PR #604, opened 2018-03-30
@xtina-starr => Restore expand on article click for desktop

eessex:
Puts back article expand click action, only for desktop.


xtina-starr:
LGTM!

- [Activity]
Go through the preceding material and copy each line that has the word "desktop".

- [Answer area]
@xtina-starr => Restore expand on article click for desktop
Puts back article expand click action, only for desktop.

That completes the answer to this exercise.